Issue #3256, opened 2020-09-04
Error: 'typeOf' is not exported by node_modules/react-is/index.js, imported by node_modules/styled-components/dist/styled-components.esm.js


cieldon32:
my technology stack: rollup + styled-components
when I run build,  I got the error:
Error: 'typeOf' is not exported by node_modules/react-is/index.js, imported by node_modules/styled-components/dist/styled-components.esm.js

and I run "npm list react-is"
@ywfe/ywd@0.0.1 /Users/xiayun/yw/ywd
├─┬ @storybook/addon-actions@6.0.21
│ └─┬ prop-types@15.7.2
│   └── react-is@16.13.1  deduped
├─┬ @types/jest@25.2.3
│ ├─┬ jest-diff@25.5.0
│ │ └─┬ pretty-format@25.5.0
│ │   └── react-is@16.13.1  deduped
│ └─┬ pretty-format@25.5.0
│   └── react-is@16.13.1  deduped
├─┬ antd@4.6.2
│ ├─┬ rc-collapse@2.0.0
│ │ └── react-is@16.13.1  deduped
│ └─┬ rc-util@5.2.1
│   └── react-is@16.13.1  deduped
├─┬ jest@26.4.2
│ └─┬ @jest/core@26.4.2
│   └─┬ jest-config@26.4.2
│     └─┬ pretty-format@26.4.2
│       └── react-is@16.13.1  deduped
├── react-is@16.13.1 
├─┬ styled-components@5.1.1
│ └─┬ hoist-non-react-statics@3.3.2
│   └── react-is@16.13.1  deduped
└─┬ ts-jest@26.3.0
  └─┬ @types/jest@26.0.13
    └─┬ pretty-format@25.5.0
      └── react-is@16.13.1  deduped

my package.json:
`
{
  "name": "@ywfe/ywd",
  "version": "0.0.1",
  "description": "ui framework base on antd",
  "main": "lib/ywd.cjs.js",
  "module": "lib/ywd.esm.js",
  "scripts": {
    "build": "NODE_ENV=production rollup -c",
    "build:type": "tsc -p ./tsconfig.type.json",
    "publish:npm": "npm publish --access public",
    "dev": "rollup -c -w",
    "lint": "NODE_ENV=development eslint . --cache --ext .js,.jsx,.ts,.tsx",
    "lint-fix": "yarn --silent lint --fix; exit 0",
    "test": "jest --coverage",
    "storybook": "start-storybook -p 6006",
[...]

PR #3367, opened 2021-01-06
Fix ESM bundle relying on named imports from react-is

### LINKED ISSUE #3366: Incorrect usage of react-is from ESM bundles
Hiya! There was a previous issue about this (#3256), but it was closed with instructions on how to configure the user's bundler to work around the issue.

I've done some spelunking and found the root cause here:  `styled-components` is trying to use named imports with a CommonJS package. This does sometimes work in Node or a configured bundler, however `react-is` is a package that uses conditional commonjs re-exporting techniques that cause it to fail.

The solution here is actually deceptively simple: `styled-components.*.esm.js` should use a _default_ import for `react-is`, not named imports. Or it could go the extra mile and do interop:

#### Current [styled-components.esm.js](https://unpkg.com/browse/styled-components@5.2.1/dist/styled-components.esm.js) (incorrect):

```js
import{typeOf as e,isElement as t,isValidElementType as n}from"react-is";
```

#### Fixed version:

```js
import reactIs from"react-is";
var { e: typeOf, t: isElement, n: isValidElementType } = reactIs;
```

#### Fancy interop version:

```js
import * as reactIs from"react-is";
var { e: typeOf, t: isElement, n: isValidElementType } = reactIs.default || reactIs;
```

This issue is caused by a configuration mix-up in styled-component's Rollup config: the `rollup-plugin-commonjs` `namedExports` option is used for `react-is`, however this is never applied because the module is marked as external (and thus never processed by the plugin).

I can submit a PR to fix this if there's a willingness to merge!

developit:
This PR fix `styled-components`' ESM bundles so that they don't rely on named imports `react-is`.
From a correctness standpoint, it's generally best to avoid relying on named export inference.
More importantly though, `react-is` doesn't support inference because it conditionally defines `module.exports` based on build-time constants.

The solution I've implemented in this PR is essentially applying the recommendation from #3256 (passing `namedExports` to the commonjs plugin). The difference is that it is applied to the styled-components bundles themselves, rather than requiring everyone include the workaround in their own config.

With this change, the ESM bundles now import `react-is` in a way that works in environments with even the most basic CommonJS-ESM interop:

```js
import e from 'react-is';
const { typeOf, isElement, etc } = e;
```

Fixes #3366.

### DIFF
--- a/packages/styled-components/rollup.config.js
+++ b/packages/styled-components/rollup.config.js
@@ -28,7 +28,44 @@ const esm = {
 const getCJS = override => ({ ...cjs, ...override });
 const getESM = override => ({ ...esm, ...override });
 
+/**
+ * Support external dependencies on CommonJS modules without relying on named export inference
+ * (works similarly to more recent versions of Rollup's commonjs plugin)
+ */
+const cjsExternalPlugin = ({ namedExports }, isExternal) => ({
+  name: 'cjs-external',
+  options(opts) {
+    const external = (isExternal = opts.external || []);
+    if (typeof isExternal !== 'function') {
+      isExternal = id => external.some(e => id.match(e));
+    }
+    opts.external = id => !(id in namedExports) && isExternal(id);
+  },
+  resolveId(id, importer) {
+    if (importer === id + '?cjs') {
+      return { id, external: isExternal(id) };
+    }
+    if (id in namedExports) {
+      return { id: id + '?cjs', external: false };
+    }
+  },
+  load(id) {
+    if (id.endsWith('?cjs')) {
+      id = id.slice(0, -4);
+      return `
+        import $ from ${JSON.stringify(id)};
+        export const ${namedExports[id].map(v => `${v}=$.${v}`)};
+      `;
+    }
+  },
+});
+
 const commonPlugins = [
+  cjsExternalPlugin({
+    namedExports: {
+      'react-is': ['isElement', 'isValidElementType', 'ForwardRef', 'typeOf'],
+    },
+  }),
   flow({
     // needed for sourcemaps to be properly generated
     pretty: true,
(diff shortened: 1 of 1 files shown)


kitten:
@probablyup Is it worth it to finally drop `react-is` as we've discussed a while ago? I don't see any code that is explicitly relying on it anymore per se.

There's one section for development warning purposes that isn't effective anymore, i.e. it looks flawed since it checks for an element (`typeof x === 'object'`) while the check is for functions: https://github.com/styled-components/styled-components/blob/a808f40156e62db5c92b06d362e200e5c172a897/packages/styled-components/src/utils/flatten.js#L70-L77

The other usage checks for the input type to `constructWithOptions` and essentially just does `typeof type === 'string' || typeof type === 'function'`: https://github.com/styled-components/styled-components/blob/72a6f642c3dedbcee91a2b5d76f96b93f345b86f/packages/styled-components/src/constructors/constructWithOptions.js#L14-L16

It may be effective in theory since we're trying to include `React.memo` and `React.forwardRef` but `React` itself would eventually throw an error about these kinds of mistakes anyway, and I don't see the cost of `react-is` and the problems it causes as worth it in relation anymore 😅

packages/styled-components/rollup.config.js
```diff
@@ -28,7 +28,44 @@ const esm = {
 const getCJS = override => ({ ...cjs, ...override });
 const getESM = override => ({ ...esm, ...override });
 
+/**
+ * Support external dependencies on CommonJS modules without relying on named export inference
+ * (works similarly to more recent versions of Rollup's commonjs plugin)
```
probablyup, line 33: >  * (works similarly to more recent versions of Rollup's commonjs plugin)

Should we just update the CJS plugin?

developit: You could, but that would require updating Rollup 2 major versions forward, which is a pretty major change (everything broke when I tried).

probablyup:
Dropped this dep in https://github.com/styled-components/styled-components/commit/8165cbe994f6f749236244f6f7017c2f0b9afcfe :)

Issue #3154, opened 2020-05-27
Move `react-is` to regular `dependencies`


JalilArfaoui:
Not all React application have to use `react-is`, so I don’t think developer should have to manually manage this dependency in final application …

I suggest that it can be moved to a regular dependency instead of a peerDependency.

probablyup:
The goal was primarily to encourage deduplication at the package manager level, which peerDependencies helps to enable. If we set a pretty permissive range though it should be fine.

JalilArfaoui:
I’m closing this now that https://github.com/styled-components/styled-components/pull/3371 has been done !

antoinewolff:
I reopen this since react-is is still in peer dependencies in the version 5. Can we please move it to regular dependencies in v5 ?

nickmccurdy:
Note that it's possible to have a package in `dependencies` **and* `peerDependencies` to provide a default version while still allowed it to be overriden.

quantizor:
Closing — this issue is stale (2+ years without resolution) and relates to an older version or has been superseded by v6.x changes. If this is still reproducible on the latest v6.x release, please open a new issue with a minimal reproduction.

PR #3371, opened 2021-01-08
Remove react-is from styled-components

kitten:
Resolves #3367 #3366 #3154

## Summary

Previously we've been known to include checks that go above and beyond to give meaningful output in nonsensical / non-standard situations. Included in one of them is our use of `react-is`, which used to be much more impactful (with `forwardRef` checks), but now boils down to checks whether an input is unexpected with appropriate warnings.

The impact that `react-is` is having on users in certain environments and the confusion it causes isn't worth it anymore in my estimation, and all checks can either be removed without replacement, since they're very besides what is stated in the docs as normal usage, or are easily replaced.

## Changes

- Remove `react-is` from all dependencies, `peerDependencies`, and `rollup.config.js`
- Replace check for elements as output of non-StyledComponents / pure function components in `flatten.js`
- Remove check from `constructWithOptions` (i.e. `styled(tag)`) that includes `isValidElementType`
- Replace check from `isPlainObject` for elements


packages/benchmarks/package.json
```diff
@@ -23,7 +23,6 @@
     "react-jss": "^8.6.1",
     "react-native-web": "^0.11.4",
     "reactxp": "^1.3.3",
-    "styled-components": "link:../styled-components",
```
probablyup, line 26: Why did this get removed @kitten?

packages/styled-components/src/utils/flatten.js
```diff
@@ -64,20 +62,9 @@ export default function flatten(
...
-          `${getComponentName(
-            chunk
-          )} is not a styled component and cannot be referred to via component selector. See https://www.styled-components.com/docs/advanced#referring-to-other-components for more details.`
-        );
-      }
-
-      return flatten(result, executionContext, styleSheet, stylisInstance);
-    } else return chunk;
+    return isStatelessFunction(chunk) && executionContext
+      ? flatten(chunk(executionContext), executionContext, styleSheet, stylisInstance)
```
kitten, line 66: _Note:_ This is the only "purposeful regression" that is reasonably unexpected here, since it removes a very obvious warning from the library. I'd argue it's not really a useful one, since it'll fail in obvious ways, but since interpolations can now return objects there isn't really an alternative for this. We could reuse the check from `isPlainObject` here though if we wanted to bring it back later.

packages/styled-components/src/constructors/constructWithOptions.js
```diff
@@ -11,7 +10,11 @@ export default function constructWithOptions(
   tag: Target,
   options: Object = EMPTY_OBJECT
 ) {
-  if (!isValidElementType(tag)) {
+  // We trust that the tag is a valid component as long as it isn't nullish
+  // Typically the tag here is a string or function (i.e. class or pure function component)
+  // However a component may also be an object if it uses another utility, e.g. React.memo
+  // React will output an appropriate warning however if the `tag` isn't valid
+  if (tag == null) {
```
probablyup, line 17: `!tag` should work just as well here and is smaller

packages/styled-components/src/utils/flatten.js
mxstbr: > since it'll fail in obvious ways

I don't feel like this is an obvious fail... :confused:

packages/benchmarks/package.json
kitten: I explicitly removed it, since it's not needed in a monorepo. Yarn Workspaces will create a symlink for `styled-components` (the package; not the repo) in the root `node_modules` folder.

packages/styled-components/src/utils/flatten.js
```diff
@@ -64,20 +62,9 @@ export default function flatten(
...
   if (isFunction(chunk)) {
-    if (isStatelessFunction(chunk) && executionContext) {
-      const result = chunk(executionContext);
-
-      if (process.env.NODE_ENV !== 'production' && isElement(result)) {
-        // eslint-disable-next-line no-console
-        console.warn(
-          `${getComponentName(
-            chunk
-          )} is not a styled component and cannot be referred to via component selector. See https://www.styled-components.com/docs/advanced#referring-to-other-components for more details.`
```
probablyup, line 75: I'm not sure I agree with fully removing this check. We have a util for detecting styled components that could be used here to get a similar result.

packages/styled-components/src/utils/isPlainObject.js
```diff
@@ -1,8 +1,8 @@
 // @flow
-import { typeOf } from 'react-is';
 
 export default (x: any): boolean =>
   x !== null &&
   typeof x === 'object' &&
   (x.toString ? x.toString() : Object.prototype.toString.call(x)) === '[object Object]' &&
-  !typeOf(x);
+  /* check for reasonable markers that the object isn't an element for react & preact/compat */
+  !(x.$$typeof && (x._owner || (x.__v && x.__o)));
```
probablyup, line 8: This needs tests

packages/styled-components/src/constructors/constructWithOptions.js
kitten: oap true

kitten:
The check replacement for `isElement` has been replaced in `flatten.js` by making a less specific check (`isPlainObject`) more specific by checking for all allowed values when `typeof result === 'object'`

packages/styled-components/src/utils/test/flatten.test.js
```diff
@@ -128,23 +128,6 @@ describe('flatten', () => {
     expect(flatten(['foo', func], { bool: false })).toEqual(['foo', 'static', 'baz']);
   });
 
-  it('throws if trying to interpolate a normal React component', () => {
```
probablyup, line 131: This test should stick around

probablyup (approved):
Approved pending the final comment

probablyup:
@kitten oddly this change increased bundle size by 1kB... it looks like `hoist-non-react-statics` still uses it so removing the rollup optimization actually makes things heavier

kitten:
@probablyup Interesting! Maybe we'll have to have a look at whether `hoist-non-react-statics` is trying to be "too accurate" compared to what we're using it for.

packages/styled-components/src/utils/isPlainObject.js
```diff
@@ -1,8 +1,8 @@
 // @flow
-import { typeOf } from 'react-is';
 
 export default (x: any): boolean =>
   x !== null &&
   typeof x === 'object' &&
   (x.toString ? x.toString() : Object.prototype.toString.call(x)) === '[object Object]' &&
-  !typeOf(x);
+  /* check for reasonable markers that the object isn't an element for react & preact/compat */
+  !(x.$$typeof && ('_owner' in x) || x.__v);
```
developit, line 8: This avoids relying on internal/undocumented properties:

```suggestion
  !('props' in x && (x.$$typeof || x.constructor === undefined));
```

developit (approved):
LGTM, with the one suggestion about a more reliable object brand check.

probablyup:
thanks @developit!

Kitton:
any chance to get this merged?

jasonwilliams (approved):

jasonwilliams:
Sadly i don't know why the build is failing

PR #3393, opened 2021-02-02
PR: Implement CSP nonce handling like in css-in-js library

aplavsa:
I have implemented a client side nonce support that was requested in this issue #2363 . I did not use the approach that was suggested in the issue, but rather I have implemented a css-in-js library approach.

Basically, when there is a csp meta tag in the head tag of the document like this:
```html
<meta property="csp-nonce" content="some nonce" />
```
this nonce gets added to the style tag of **styled-components** library.

Basically, I have recreated this approach on https://cssinjs.org/csp/?v=v10.5.1 

It would be nice if you could merge this feature into the version v5 of your library and possibly also in the future version of your library.

BR

Andrija Plavsa


JonShort:
This would be a great addition for clientside-rendered apps! 🎉 

I shimmed your work into a sandbox to test it out, and I wasn't able to get it to work with `textContent`; using `content` works fine though 😄

```diff
-      return cspNonceMetaTag && cspNonceMetaTag.textContent;
+      return cspNonceMetaTag && cspNonceMetaTag.content;
```

Heading will be red if the nonce is working:
https://codesandbox.io/s/shim-styled-components-nonce-u3c70?file=/src/App.js

aplavsa:
Yes, you are right. Actually, I used .content in my version of library which I use but when I tried to do a flow check, it was complaining about .content property so I've set it up to .textContent. I will fix it by ignoring the flow rule I have problem with and that should do the trick. But thanks for pointing this out to me 😉

aplavsa:
I have committed all the latest changes and it should work now. 🚀

TheoMer:
@aplavsa How do I access the correct version with the committed changes? The current version 5.2.1, which I have, does not have it.

aplavsa:
You can't until they merge it with the v5 branch and do a new release as a new version. Until then, you can clone my branch from this pull request and build it on your own.

bbenezech:
Please, this patch would make a big difference for non-webpack users.
The current solution `__webpack_nonce__` is `webpack` only.

aplavsa:
I have merged the latest legacy-v5 branch into the PR branch. Can you now try to merge into the upstream project?

kitten:
See: https://github.com/styled-components/styled-components/issues/2363#issuecomment-895464410

Issue #462, opened 2025-03-24
Error with latest setuptools version


DominicOram:
Trying to install `pims` with the latest `setuptools` produces the following error:
```
Obtaining file:///scratch/ffv81422/bluesky_work/pims
  Preparing metadata (setup.py) ... error
  error: subprocess-exited-with-error
  
  × python setup.py egg_info did not run successfully.
  │ exit code: 1
  ╰─> [17 lines of output]
      Traceback (most recent call last):
        File "<string>", line 2, in <module>
        File "<pip-setuptools-caller>", line 34, in <module>
        File "/scratch/ffv81422/bluesky_work/pims/setup.py", line 41, in <module>
          setup(**setup_parameters)
        File "/scratch/ffv81422/bluesky_work/pims/.venv/lib/python3.11/site-packages/setuptools/__init__.py", line 116, in setup
          _install_setup_requires(attrs)
        File "/scratch/ffv81422/bluesky_work/pims/.venv/lib/python3.11/site-packages/setuptools/__init__.py", line 87, in _install_setup_requires
          dist.parse_config_files(ignore_option_errors=True)
        File "/scratch/ffv81422/bluesky_work/pims/.venv/lib/python3.11/site-packages/setuptools/dist.py", line 730, in parse_config_files
          self._parse_config_files(filenames=inifiles)
        File "/scratch/ffv81422/bluesky_work/pims/.venv/lib/python3.11/site-packages/setuptools/dist.py", line 599, in _parse_config_files
          opt = self._enforce_underscore(opt, section)
                ^^^^^^^^^^^^^^^^^^^^^^^^^^^^^^^^^^^^^^
        File "/scratch/ffv81422/bluesky_work/pims/.venv/lib/python3.11/site-packages/setuptools/dist.py", line 629, in _enforce_underscore
          raise InvalidConfigError(
      setuptools.errors.InvalidConfigError: Invalid dash-separated key 'description-file' in 'metadata' (setup.cfg), please use the underscore name 'description_file' instead.
      [end of output]
  
  note: This error originates from a subprocess, and is likely not a problem with pip.
```

To reproduce:
* `pip install --upgrade setuptools`
* `pip install -e .`

jimmymathews:
I just want to mention a subtlety in case it is helpful for anyone encountering this, or helpful for the resolution of this issue.

[...]

PR #463, opened 2025-03-24
Fix `description_file` metadata

Zethson:
Fixes https://github.com/soft-matter/pims/issues/462

Requires an urgent release.


DominicOram:
You beat me to it by minutes! Thank you!

PR #514, opened 2022-08-26
fixing part of a11y contrast errors for links and btns

### LINKED ISSUE #55: Increase text color contrast on profile demo page for better accessibility
Some of the text/background color combinations don't provide enough contrast meet accessibility requirements.

This should be done both in the rails app and on the static profile demo page.

Aha! Link: https://penn-state-university-libraries.aha.io/features/MDDB-4

banukutlu:
Closes #55


ajkiessl (approved):
Looks good!

PR #517, opened 2022-08-29
Temporary tasks to get lost scholarsphere oals

ajkiessl:
@banukutlu I'm just going to deploy this branch temporarily to production (after I test it on qa), run the task, and then redeploy the last release once its done.  Then, I'll just delete this branch since it is only meant to be temporary.

@anaelizabethenriquez There were only 81 Scholarsphere Open Access Locations with an associated Scholarsphere Work Deposit that had no DOI.  I was only able to identify 2 of the three Scholarsphere Work Deposits with no DOI and an associated publication that has no Scholarsphere OAL.  The Scholarsphere Work Deposit IDs for these two are 1138 and 42.  Not sure what the issue is with these.  I'm also not sure why the third one isn't popping up in my queries.  I must be forgetting something 🤔 .

Edit: The third one has a Scholarsphere Work Deposit ID of 201.  It wasn't showing up in my queries because this publication doesn't have any OALs.

### DIFF
--- a/lib/tasks/database_data.rake
+++ b/lib/tasks/database_data.rake
@@ -57,7 +57,7 @@ namespace :database_data do
     filename = File.basename(Dir["#{Rails.root}/tmp/psql-rmd-prod-data-*.sql.gz"].first, '.gz')
 
     # Get local db config
-    db_config = YAML.load_file("#{Rails.root}/config/database.yml")
+    db_config = YAML.safe_load(File.open("#{Rails.root}/config/database.yml"), aliases: true)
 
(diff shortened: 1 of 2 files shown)


anaelizabethenriquez:
@ajkiessl I investigated the three ScholarSphere work deposits for which the associated publication didn't have a ScholarSphere link. The articles all turned out to have DOIs, so I added those in ScholarSphere and (if necessary) in RMD. I'll check on them after the next ScholarSphere import to make sure RMD picks up the ScholarSphere links.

Exercise prompt: From the records, copy out each line that includes the string "subprocess".

Solution:
  error: subprocess-exited-with-error
  note: This error originates from a subprocess, and is likely not a problem with pip.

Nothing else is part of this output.